PR #12136, opened 2025-01-02
fix(bundler): change build metadata verification into a warning

### LINKED ISSUE #8038: [bug] NSIS bundler: semver version metadata is required to be numeric, but shouldn't be
### Describe the bug

When bundling an app with the tauri version e.g. "2.5.0-beta+1a2b3c4d", I get an error that "optional build metadata in app version must be numeric-only".

My understanding is that this limitation only should apply to the Wix bundler (#5286), but I am using NSIS, which uses windows' ProductVersion instead of FileVersion.

Since ProductVersion can accept arbitrary strings, there appears to be no technical reason that this limitation should exist for NSIS bundlers.

### Reproduction

1. Create a tauri project with `project > version` set to e.g. `0.1.0-beta+123` and `tauri > bundle > targets` set to `"nsis"`.
2. `tauri build`
3. Observe the correct bundle name, and ProductVersion in the file's properties:
```
    Finished 1 bundle at:
        .\src-tauri\target\release\bundle\nsis\issue_0.1.0-beta+123_x64-setup.exe
```
image

4. Change `project > version` to `0.1.0-beta+abc`
5. `tauri build`
6. Observe the error:
```
       Error failed to bundle project: optional build metadata in app version must be numeric-only
```

### Expected behavior

Step 6 should function exactly the same as step 3.

### Platform and versions

```text
[✔] Environment
    - OS: Windows 10.0.22621 X64
    ✔ WebView2: 118.0.2088.46
    ✔ rustc: 1.66.0 (69f9c33d7 2022-12-12)
    ✔ Cargo: 1.66.0 (d65d197ad 2022-11-15)
    - node: 16.20.2
    - yarn: 1.22.19
    - npm: 8.19.4

[-] Packages
    - tauri [RUST]: 1.5.2
    - tauri-build [RUST]: 1.5.0
    - wry [RUST]: 0.24.4
    - tao [RUST]: 0.16.4
    - tauri-cli [RUST]: not installed!
    - @tauri-apps/cli [NPM]: 1.5.2 (outdated, latest: 1.5.4)

[-] App
    - build-type: bundle
    - CSP: unset
    - distDir: ../dist
    - devPath: localhost
```

### Stack trace

_No response_

### Additional context

_No response_

unknovvn:
Closes #8038


FabianLars:
your first change file was correct. the bot sends the link to create a new one unconditionally at the moment :/

unknovvn:
@FabianLars haha, it got me. Gonna remove the bot generated file then. Thanks 🙇

FabianLars:
Okay so i just checked again and this won't work. `VIProductVersion` and `VIFileVersion` must be numeric only in a X.X.X.X format. This is a requirement by NSIS which if i got that right is because those values are used to set https://learn.microsoft.com/de-de/windows/win32/api/verrsrc/ns-verrsrc-vs_fixedfileinfo?redirectedfrom=MSDN which also requires numeric-only values.

I'm not sure what `VS_FixedFileInfo` is actually used for though because for example the versions in the file properties' Details tab are set via `VIAddVersionKey`.

We could modify the check to replace the build/pre data with `.0` if it's non-numeric, keeping the "normal" version for `VIAddVersionKey` and to then wait and see if anything breaks.

unknovvn:
I have additionally researched this topic a bit more and it looks like @FabianLars is correct - NSIS VIProductVersion requires all 4 parts to be numbers.
Personally I think that replacing build version with .0 if it's non-numeric is not correct as it's better to throw a build error and indicate that this format is not supported rather than introducing unexpected behavior. 

One thing I noticed, that msi convert_version method has additional validation regarding correctness of each version part. Which might be added to nsis in order to unify this behavior.

FabianLars:
> Personally I think that replacing build version with .0 if it's non-numeric is not correct as it's better to throw a build error and indicate that this format is not supported rather than introducing unexpected behavior.

Yeah, fair. I'm just thinking about how to expose VIAddVersionKey to devs, which supports non-numeric versions, without adding yet another version config.

unknovvn:
If we would decide to expose build version with non-numeric values as a VIAddVersionKey to devs - it would require interpreting VIProductVersion in some way. Either to add .0 at the end (which would replicate default NSIS behavior) or to add stripped out version of non-numeric build version (remove non-numeric values from the build version). In both cases this would introduce unexpected behavior

unknovvn:
Although after checking initial [Bug](https://github.com/tauri-apps/tauri/issues/8038) it looks like author of that ticket was expecting that file version would have default .0 revision value instead of non-numeric build version value (probably expecting same behavior for VIProductVersion). In that case it looks like for non-numeric build numbers we could set VIProductVersion and FileVersion with values where non-numeric build version would be replaced by .0 and for product version it would return original build version

unknovvn:
@FabianLars please verify if my assumptions are correct and this PR can be merged. 🙇

crates/tauri-bundler/src/bundle/windows/nsis/installer.nsi
```diff
@@ -77,12 +77,12 @@ OutFile "${OUTFILE}"
...
 InstallDir "${PLACEHOLDER_INSTALL_DIR}"
 
-VIProductVersion "${VERSIONWITHBUILD}"
+VIProductVersion "${VERSION}"
 VIAddVersionKey "ProductName" "${PRODUCTNAME}"
 VIAddVersionKey "FileDescription" "${PRODUCTNAME}"
 VIAddVersionKey "LegalCopyright" "${COPYRIGHT}"
 VIAddVersionKey "FileVersion" "${VERSION}"
-VIAddVersionKey "ProductVersion" "${VERSION}"
+VIAddVersionKey "ProductVersion" "${VERSIONWITHBUILD}"
```
FabianLars: This needs to be reverted.
1) FileVersion and ProductVersion should show the same value and both should support semver.
    - Talking about the VIAddVersionKey variant, _not_ `VIProductVersion`/`VIFileVersion` !
2) We use `VERSION` a few more times in this file where it expects the full semver.

VIProductVersion should be the only thing that gets a modified version.

So i think the approach in general (for the other files as well) would be:
1) Set VERSION with the user specified version without modifications
2) Try to use the user specified version for VERSIONWITHBUILD, print a warning if the prerelease/build data is non-numeric and replace it with `.0`
Example:
- User sets `1.0.0+123`
  - VERSION == `1.0.0+123`
  - VERSIONWITHBUILD == `1.0.0.123`
- User sets `1.0.0+build123`
  - VERSION == `1.0.0+build123`
  - VERSIONWITHBUILD == `1.0.0.0` **but with a warning log**

One thing that i'm unsure about is the prerelease data so `1.0.0-beta` instead of `1.0.0+beta`. This is currently ignored in the versionwithbuild logic. I guess that's fine though and good in context of my other comment because it means that updating should already work fine.

FabianLars (commented):
> In both cases this would introduce unexpected behavior

The question would be where? Where is VIProductVersion used that this would cause issues. The only thing i can think of that we have to check is updating == installing 1.0.0-builld.20 when 1.0.0-beta.1 is already installed on the system.

Tauri's update can handle that fine but the installers, or at least the wix installer have built-in checks for this as well, not sure how our nsis installer behaves.

crates/tauri-bundler/src/bundle/windows/nsis/installer.nsi
unknovvn: I have reverted changes, added warning log. Now it should work as you have described it

crates/tauri-bundler/src/bundle/windows/nsis/mod.rs
```diff
@@ -140,16 +140,20 @@ fn add_build_number_if_needed(version_str: &str) -> anyhow::Result<String> {
         "{}.{}.{}.{}",
         version.major, version.minor, version.patch, version.build
       ));
-    } else {
-      anyhow::bail!("optional build metadata in app version must be numeric-only");
     }
   }
 
+  log::warn!(
+    "Unable to parse version build metadata. Numeric value expected, received: {}",
```
FabianLars:
```suggestion
    "Unable to parse version build metadata. Numeric value expected, received: `{}`. This will be replaced with `0` in `VIProductVersion` because Windows requires this field to be numeric.",
```

FabianLars (dismissed):

FabianLars (dismissed):

FabianLars (approved):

--------------------------------

ABOUT THIS TASK:
Write out exactly the lines between the start of the entries and the line containing "When bundling an", including that line and the first one.

SOLUTION:
PR #12136, opened 2025-01-02
fix(bundler): change build metadata verification into a warning

### LINKED ISSUE #8038: [bug] NSIS bundler: semver version metadata is required to be numeric, but shouldn't be
### Describe the bug

When bundling an app with the tauri version e.g. "2.5.0-beta+1a2b3c4d", I get an error that "optional build metadata in app version must be numeric-only".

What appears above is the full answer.